*** DATA PROVIDED ***

PR #3826, opened 2022-09-12
RD-2873 Accept blueprints as multipart/form

geokala:
This means we can stop messing around with dict encoding in query params.

### DIFF
--- a/rest-service/manager_rest/test/endpoints/test_utils.py
+++ b/rest-service/manager_rest/test/endpoints/test_utils.py
@@ -1,19 +1,3 @@
-#########
-# Copyright (c) 2016 GigaSpaces Technologies Ltd. All rights reserved
-#
-# Licensed under the Apache License, Version 2.0 (the "License");
-# you may not use this file except in compliance with the License.
-# You may obtain a copy of the License at
-#
-#       http://www.apache.org/licenses/LICENSE-2.0
-#
-# Unless required by applicable law or agreed to in writing, software
-# distributed under the License is distributed on an "AS IS" BASIS,
-#  * WITHOUT WARRANTIES OR CONDITIONS OF ANY KIND, either express or implied.
-#  * See the License for the specific language governing permissions and
-#  * limitations under the License.
-
-
 def generate_progress_func(total_size, buffer_size=8192):
     """Generate a function that helps test upload/download progress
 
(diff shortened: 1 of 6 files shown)


geokala:
This is part of the following batch of PRs:
https://github.com/cloudify-cosmo/cloudify-common/pull/1144
https://github.com/cloudify-cosmo/cloudify-manager/pull/3826
https://github.com/cloudify-cosmo/cloudify-cli/pull/1439
https://github.com/cloudify-cosmo/cloudify-stage/pull/2171

As noted in several places, it's to avoid us having to do silly things with encoding of query params (and thus make the new snapshots not require more ugliness).

tehasdf (dismissed):

rest-service/manager_rest/test/mocks.py
```diff
@@ -117,6 +103,23 @@ def _do_request(self, requests_method, request_url, body, params, headers,
...
+                        and body[entry][0] == 'filename'
+                    ):
+                        body[entry] = FileStorage(
+                            stream=open(body[entry][1].name, 'rb'))
+
+                # Remove application/json header to not override multipart
+                for header in headers:
+                    if headers[header] == 'application/json':
+                        break
+                headers.pop(header)
```
tehasdf, line 121: this will always remove the last header. Write this differently, eg. using a dictcomp

geokala: It won't, it'll remove the one that has the value of application/json- but yes, dictcomp would be better.

tehasdf: and if there isn't one that has the value of application/json, then it'll remove an unrelated header that just happens to iterate last

tehasdf: Also, that header's name is always content-type

geokala: Ah, good point, yes- anyway, dictcomp version incoming.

*** End of DATA PROVIDED ***

#### [YOUR GOAL]
Please quote every record above exactly as it appears.

#### [EXERCISE RESPONSE]
PR #3826, opened 2022-09-12
RD-2873 Accept blueprints as multipart/form

geokala:
This means we can stop messing around with dict encoding in query params.

### DIFF
--- a/rest-service/manager_rest/test/endpoints/test_utils.py
+++ b/rest-service/manager_rest/test/endpoints/test_utils.py
@@ -1,19 +1,3 @@
-#########
-# Copyright (c) 2016 GigaSpaces Technologies Ltd. All rights reserved
-#
-# Licensed under the Apache License, Version 2.0 (the "License");
-# you may not use this file except in compliance with the License.
-# You may obtain a copy of the License at
-#
-#       http://www.apache.org/licenses/LICENSE-2.0
-#
-# Unless required by applicable law or agreed to in writing, software
-# distributed under the License is distributed on an "AS IS" BASIS,
-#  * WITHOUT WARRANTIES OR CONDITIONS OF ANY KIND, either express or implied.
-#  * See the License for the specific language governing permissions and
-#  * limitations under the License.
-
-
 def generate_progress_func(total_size, buffer_size=8192):
     """Generate a function that helps test upload/download progress
 
(diff shortened: 1 of 6 files shown)


geokala:
This is part of the following batch of PRs:
https://github.com/cloudify-cosmo/cloudify-common/pull/1144
https://github.com/cloudify-cosmo/cloudify-manager/pull/3826
https://github.com/cloudify-cosmo/cloudify-cli/pull/1439
https://github.com/cloudify-cosmo/cloudify-stage/pull/2171

As noted in several places, it's to avoid us having to do silly things with encoding of query params (and thus make the new snapshots not require more ugliness).

tehasdf (dismissed):

rest-service/manager_rest/test/mocks.py
```diff
@@ -117,6 +103,23 @@ def _do_request(self, requests_method, request_url, body, params, headers,
...
+                        and body[entry][0] == 'filename'
+                    ):
+                        body[entry] = FileStorage(
+                            stream=open(body[entry][1].name, 'rb'))
+
+                # Remove application/json header to not override multipart
+                for header in headers:
+                    if headers[header] == 'application/json':
+                        break
+                headers.pop(header)
```
tehasdf, line 121: this will always remove the last header. Write this differently, eg. using a dictcomp

geokala: It won't, it'll remove the one that has the value of application/json- but yes, dictcomp would be better.

tehasdf: and if there isn't one that has the value of application/json, then it'll remove an unrelated header that just happens to iterate last

tehasdf: Also, that header's name is always content-type

geokala: Ah, good point, yes- anyway, dictcomp version incoming.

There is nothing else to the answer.